|Title||Individual-Level Trip Detection using Sparse Call Detail Record Data based on Supervised Statistical Learning|
|Publication Type||Conference Paper|
|Year of Publication||2016|
|Authors||Zhan Zhao, Jinhua Zhao, Haris Koutsopoulos|
|Conference Name||Transportation Research Board 95th Annual Meeting|
Despite a large body of literature related to trip detection using Call Detail Record (CDR) data, the fundamental understanding of the limitations of the data is lacking and, particularly, its sparse nature is not well addressed in existing work. This paper develops a conceptual framework to make explicit distinction between telecommunication patterns captured by CDRs and travel patterns that are of interest to the transportation community.
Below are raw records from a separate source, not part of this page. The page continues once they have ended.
PR #84, opened 2017-02-02
Rename "Sync" to "Wantedly Chat"

yamadayuki:
Hi, we asked to list our app to electron.atom.io before. Now Sync is renamed Wantedly Chat.

Cc. @luvtechno
ref. https://github.com/electron/electron.atom.io/issues/136


yamadayuki:
Thanks!

PR #91, opened 2017-02-10
Add appear.in

vitorgalvao:
As per the rule:

> Don't use another company's trademarks (icon, logo or name) without supplying evidence of prior permission

https://github.com/vitorgalvao/appear.in/pull/1 proves I have their permission.


zeke:
> We're fine with you using our logo and name for this, as long as it's made clear that the application is unofficial, now and in the future.

Thanks for clarifying 👍 

Would you ming adding a few more keywords to increase discoverability on the website? Maybe `p2p`, `video`, `chat`, `collaboration`, `conference`, etc

vitorgalvao:
Added a few more keywords.

zeke:
🤘

PR #95, opened 2017-02-12
Add Lepton as featured app on Electron website

hackjutsu:
Here is our app **Lepton**.

It is a GitHub Gist client built on Electron. We provide free macOS/Windows/Linux downloads on our [release](https://github.com/hackjutsu/Lepton/releases) page.

Please let me know if there is something missing in this PR.

Thanks,

-Cosmo


apps/lepton/lepton.yml
```diff
@@ -0,0 +1,14 @@
+name: Lepton
+description: 'Open-source GitHub Gist client built for macOS, Windows and Linux. '
```
zeke: There's an extra space at the end of the description. Could probably live without the "for macOs... " part too.

hackjutsu: Thanks for feedback. I'll remove the extra space and the "for macOS part".

hackjutsu:
@zeke Haha, that's interesting~ 

That's my English name I picked up around 2008 before I moved to US. 
Are you living in SB? Me too!

zeke:
> Are you living in SB?

I was! But I moved yesterday. Moved down to Moorpark / Thousand Oaks with my family.

Next time I'm in SB we should have coffee. ☕️

hackjutsu:
@zeke Sure thing!

PR #107, opened 2017-02-20
remove SymbSearch

leun4m:
SymbSearch **is not** deprecated, but not longer built in electron, since it uses to much ressources for a small tool like this. So, to be fair, it cannot appear anymore under apps listed as electron-apps.

However, thank you for listing it up :smiley:


zeke:
Sorry to hear that Electron wasn't working out for you.

What kinds of issues were you running into specifically?

How are you building the app now?

What was the last version of Electron you were using?

It might be too late for you to switch back, but just so you know: the Chrome team has been very focused on reducing Chromium's resource footprint lately. Since Chrome 53 (Electron 1.4), battery life has been extended by as much as 33%: https://blog.google/products/chrome/chrome-faster-and-more-battery-friendly/

leun4m:
Well the problem is mostly the big disk space:
As executable program made by the `electron-packager` it takes `100MB`. By using Visual C# now I can get the whole functions with only `250KB`.

Of course I loose the platform indepence now I would like to have, but if the price is so high, I  will not pay it. — If you or somebody else might have a better idea, I indeed would like to know it.

One of my priorities is indeed: SymbSearch should be a a slim tool.

---

I used:
- electron: **1.3.5**
- electron-packager: **8.1.0**

zeke:
Hey @malept, any tips for slimming a Windows build?

malept:
@zeke nope. Here are all of the file in `electron-v1.3.13-win32-ia32.zip` that are more than 1 MB:

```
 60M Dec  6 14:46 electron.exe
 13M Dec  6 14:41 node.dll
9.7M Dec  6 14:36 icudtl.dat
9.4M Dec  6 14:36 content_shell.pak
3.4M Dec  6 14:37 d3dcompiler_47.dll
2.2M Dec  6 14:36 libGLESv2.dll
1.9M Dec  6 14:36 ffmpeg.dll
1.4M Dec  6 14:34 LICENSES.chromium.html
```

This ends up being ~101MB. So this is more of an Electron problem in general, rather than a problem with how Electron Packager bundles up the app.

zeke:
> this is more of an Electron problem in general, rather than a problem with how Electron Packager bundles up the app.

For sure. I just pinged you because I knew you'd know the scoop. 👍

PR #157, opened 2017-04-25
Add Alchemy

mfix22:


zeke:
This looks like a nice app. What operating system(s) does it support?

One little request: Can you remove "Alchemy is" from the description?

mfix22:
hey @zeke!
Currently we have only tested it on macOS. We have an issue open in our repo for Linux and Windows.

Absolutely! I was wondering the same thing. On it.

zeke:
👍

PR #158, opened 2017-04-26
Add Headset

danielravina:


db2k:
How about linking this page instead of the git repo?
http://headsetapp.co/

danielravina:
Hi, I put the page in the `website` key. Is there anything else I need to do?

zeke:
Thanks!

PR #160, opened 2017-04-28
Matrix writer

AndrewLang:
Add Matrix Writer


zeke:
Already landed in https://github.com/electron/electron-apps/pull/154

PR #165, opened 2017-05-05
Add Figma

bfarooqi:
The [Figma Desktop App](https://www.figma.com/downloads) is built using Electron.


zeke:
Of course! Surprised this wasn't in here already.

cc @poiru

PR #166, opened 2017-05-07
Add todometer

cassidoo:
Adding my app todometer, built with Electron. :)


zeke:
This looks great! Just one little issue: the website needs to be a fully-qualified URL.

screen shot 2017-05-06 at 10 16 07 pm

zeke:
✅

PR #172, opened 2017-05-16
Github Desktop

zeke:
https://desktop.github.com/

https://github.com/desktop/desktop

https://githubengineering.com/how-four-native-developers-wrote-an-electron-app/

cc @joshaber @shiftkey @niik @donokuda


zeke:
Looks like Preview.app did something weird when I extracted that PNG from the ICNS.

@donokuda can you hook me up with a better PNG?

niik:
> @donokuda can you hook me up with a better PNG?

I gotchu

PR #176, opened 2017-05-19
Adding Circuit app

alper-teke:
Adding Circuit Desktop app which uses electron


zeke:
Thanks. Would you mind adding a few keywords to make it clearer what the app is for?

alper-teke:
Yes sure..

zeke:
👌

PR #178, opened 2017-05-22
add mstream

IrosTheBeggar:
mStream is music streaming server that uses Electron to add GUI management tools


zeke:
Nice! Want to add some keywords like `music`, `audio`, and `player` to make your app easier for folks to find?

IrosTheBeggar:
I added some keywords and a license

zeke:
👍 Thanks

PR #180, opened 2017-05-27
Adding "EasyTongue" to Electron apps

FlorianFe:
Adding the translation app "EasyTongue" to the list of example Electron apps


zeke:
Thanks!

PR #188, opened 2017-06-05
added colol app

Slllava:
colol app


zeke:
Nice!

zeke:
You might want to open another PR that adds some keywords like 'design' and 'tool' to make this easier for folks to discover.

PR #189, opened 2017-06-06
Add streetviewdownload360

ThomasOrlita:


zeke:
Is this an Electron app? I couldn't find a download link at that URL.

ThomasOrlita:
Yes, it is. You can download it when you click the “Download 360°” button (in the top of Street View). Here's a link to the app: https://streetviewdownload.eu/download

PR #1646, opened 2021-01-17
feat: Add Erin app

losbiw:
[Erin](https://github.com/losbiw/erin) enables its users to change their wallpaper automatically
image
image


Toinane:
Hey @losbiw thank you for your app! It looks good to me! And sorry for the late response

PR #1648, opened 2021-01-18
feat: Add RBXUtil

JuiciiYT:
**RBXUtil** is an app which gets the user information of Roblox users, games and the catalog. The website can be found at [https://robloxutil.glitch.me](https://robloxutil.glitch.me). Here is a screenshot of it in use:
App Screenshot Here is our app logo:
App Logo


D1WK:
Hehe nice

JuiciiYT:
> Hehe nice

Thanks!

ckerr (commented):
Hey, just for clarification -- is this app endorsed by Roblox Corp?

If not, you may want to consider modifying the app's name due to possible trademark issues. The [electron/apps contribution doc](https://github.com/electron/apps/blob/master/contributing.md#company-logos-and-names) has some information about this:

>
>
> While some existing apps in the collection predate this rule and have been grandfathered in, we will not accept any apps that do not follow this rule going forward.

JuiciiYT:
No, its not but we have to have that name because that’s what it does so its easy for people to understand. Although we did ask Roblox but they didn’t reply.

JuiciiYT:
okay ill try

Toinane:
Hey @JuiciiYT Thanks for the update, but you need to update the folder name and your image's name too. Sorry for the late response

Toinane:
Hey @JuiciiYT any news on your PR?

Toinane:
As we don't have any news, I close this PR. Feel free to reopen it or make a new one

PR #1649, opened 2021-01-18
feat: Update cashcash yml

Winbee:
As the repo is now open-sourced, I've updated the meta data accordingly


ckerr (approved):
Thanks for the update!

PR #1652, opened 2021-01-22
fix: update Signal data

EvanHahn-Signal:
This makes three changes to Signal Desktop's listing:

1. Update to a newer icon
2. Remove `brew cask` listing, as it is not officially supported
3. Update to reflect our new license, AGPL-3.0-only


ckerr (approved):
Thanks for the update!

PR #1659, opened 2021-01-25
feat: Added Fireman app

yungookim:
Fireman is a Firestore and Firebase Auth desktop client that makes it easy to query, view, and edit Firestore documents with a traditional SQL-like GUI approach. It also comes with other features such as bulk CSV import, Firebase User listing, and data visualization (coming soon). Although it may appear similar to [Firebase Admin](https://www.electronjs.org/apps/firebase-admin) Fireman aims to have an approach as a data management client rather than a dev tool. 

Please let me know if any information is lacking. 

Thank you.

Built with Electronjs proof:
Developer Console is enabled with ipcRenderer shown in the console. https://getfireman.nyc3.digitaloceanspaces.com/screenshot.png

App screenshots
intro_page
main


ckerr:
Hi @yungookim, thanks for the app and for the information! LGTM.

ckerr (approved):

PR #1668, opened 2021-02-06
docs: update runjs description and url

lukehaas:
RunJS has moved to a new URL.


ckerr (approved):
Thanks for the update!

PR #1674, opened 2021-02-08
feat: Add Brisqi app

ashgrover:
This PR adds Brisqi app. Brisqi is built on top of Electron with React.

Brisqi is an offline-first personal Kanban app. It's available for Windows, macOS and Ubuntu (AppImage & Deb).
You can get Brisqi here -  https://brisqi.com

Here's the proof that it's written using Electron: 

image


ckerr (approved):
Thanks for the app!

Hey, this looks great! I know it's probably not a top-priority item, but are there any plans for a Linux build?

ashgrover:
@ckerr Thanks :) and yes it is available for Linux as I mentioned. It's available in AppImage and Deb format.

PR #1696, opened 2021-03-01
feat: add AfterLife app

AderitoNeto:
AfterLife allows users who have formatted their computer to install basic programs such as their favorite browser and their favorite game launcher.

There are only 3 categories here but there are more in the application.


Toinane:
Hey @AderitoNeto thank you for your app! Looks good to me! Just an idea, you should create your own logo, it would more cool than use an emoji 👍

AderitoNeto:
Thanks @Toinane for your Suggestion. I am working on that with many apps coming for the user.

PR #1706, opened 2021-03-05
feat: Add Nota

astoilkov:
[Nota](https://nota.md) is a writing app designed for local Markdown files. It's aimed at developers with IDE-like features and users that are building their own personal knowledge bases with features like wiki-links and backlinks.

We don't have a blog post describing our technology stack(we should) but I will try to provide proof it's built with Electron:
- if you download the app from https://github.com/notaapp/releases/releases/tag/0.23.1 you will see the size and its contents
- if you don't want to do it here is the contents of the Nota folder: 
image


Toinane:
Hey @astoilkov thank you for your application! Looks good to me 👍

PR #1707, opened 2021-03-06
feat: A password manager like app

HiroshiFuu:
My first Electron app. Replication of my C#.NET application that I used it for years to do fast pasting of passwords and tokens for different sites. This is an app that is missing from the electron apps.
https://github.com/HiroshiFuu/onecopy-electron


Toinane:
Hey @HiroshiFuu thank you for your application! Looks good to me 👍

PR #925, opened 2024-08-01
test: Added timestamp to sink names + autodelete sinks older than 2 hours in export_test.py

### LINKED ISSUE #923: Clean up samples resources
Samples presubmits are failing at HEAD with ` google.api_core.exceptions.ResourceExhausted: 429 Quota limit of logging.googleapis.com/log_sinks_count reached`. As an example, see this [build log](https://btx.cloud.google.com/invocations/f17f72dc-ae5d-4a86-a8b4-7c7a8edc027e/log).

It's possible that resources created during the samples test may not be fully cleaned up. For example, see the code below where a resource may not be deleted if an exception is raised when calling `delete`

https://github.com/googleapis/python-logging/blob/5bc9b448506c0c51d20ea2b475b5366afe921d05/samples/snippets/export_test.py#L72-L77

gkevinzheng:
Added a timestamp field in `TEST_SINK_NAME_IMPL` and a cleanup threshold so that the `export_test.py` test suite deletes sinks older than 2 hours when run.

Also added exponential backoff to sink deletion to reduce the chances of sink deletion failure.

Fixes #923

### DIFF
--- a/samples/snippets/export_test.py
+++ b/samples/snippets/export_test.py
@@ -35,16 +35,17 @@ def _random_id():
     )
 
 
-@pytest.fixture(scope='module')
+@pytest.fixture(scope="module")
 def cleanup_old_sinks():
     client = logging.Client()
-    test_sink_name_regex = TEST_SINK_NAME_TMPL.format('[A-Z0-9]{6}$')
+    test_sink_name_regex = TEST_SINK_NAME_TMPL.format("[A-Z0-9]{6}$")
     for sink in client.list_sinks():
         if re.match(test_sink_name_regex, sink.name):
             try:
                 sink.delete()
             except Exception:
                 pass
+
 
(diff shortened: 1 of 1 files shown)


samples/snippets/export_test.py
```diff
@@ -48,10 +79,7 @@ def example_sink():
 
     yield sink
 
-    try:
-        sink.delete()
-    except Exception:
-        pass
+    _delete_sink(sink)
```
parthea, line 82: We should handle the exception otherwise we will have flaky tests. Applies throughout

parthea (approved):

samples/snippets/export_test.py
parthea: My bad. It looks like this is already being done

PR #932, opened 2024-08-08
chore: Added mypy to noxfile

gkevinzheng:
- [ ] Make sure to open an issue as a [bug/issue](https://github.com/googleapis/python-logging/issues/new/choose) before writing your code!  That way we can discuss the change, evaluate designs, and agree on the general idea
- [ ] Ensure the tests and linter pass


owlbot.py
```diff
@@ -265,3 +265,22 @@ def place_before(path, text, *before_text, escape=None):
                     file_path,
                     merge=lambda src, dst, _,: f"{dst}\n{src}",
                 )
+
+place_before(
+    "noxfile.py",
+    """
```
daniel-sanche, line 271: I see [firestore](https://github.com/googleapis/python-firestore/blob/a0d2d7e26bd2008cc1f19727002a8c663bce78ec/owlbot.py#L299) adds an escape character here. Maybe that's why it's not working?

gkevinzheng: I found out that using `s.replace` instead of `place_before` makes it work. The escape characters were used because `s.replace` takes in a regex.

noxfile.py
```diff
@@ -134,6 +134,15 @@ def format(session):
     )
 
 
+@nox.session(python=DEFAULT_PYTHON_VERSION)
+def mypy(session):
+    """Verify type hints are mypy compatible."""
+    session.install("-e", ".")
+    session.install("mypy", "types-setuptools")
+    # TODO: also verify types on tests and logging_v2, big undertakings
```
daniel-sanche, line 142: are those big undertakings? logging_v2 should already have valid types in place. And I'd say tests are optional

daniel-sanche:
you should also add a github action to execute mypy as a presubmit check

Motivated by the over-reliance of existing trip detection methodology on heuristics and assumptions, the authors propose to use data fusion to form labeled data for supervised statistical learning. In the absence of complementary data, this can be done by extracting labeled observation from more granular cellular data access records and extracting feature vectors from voice-call and SMS records. The proposed approach is demonstrated, using real-word CDR data from a Chinese city, through inferring whether there exists a hidden visit between two consecutive visits observed from CDR data. Logistic regression, support vector machine (SVM) and artificial neural network (ANN) are used to develop statistical classification models, and all show significant improvement over the naïve rule that assumes no hidden visit. This study provides a deeper understanding on how the authors can, and should, extract trips in human mobility from CDRs in telecommunication. The proposed data fusion approach offers a flexible and systematic way to make inference of individual mobility patterns, even when only CDR data is available.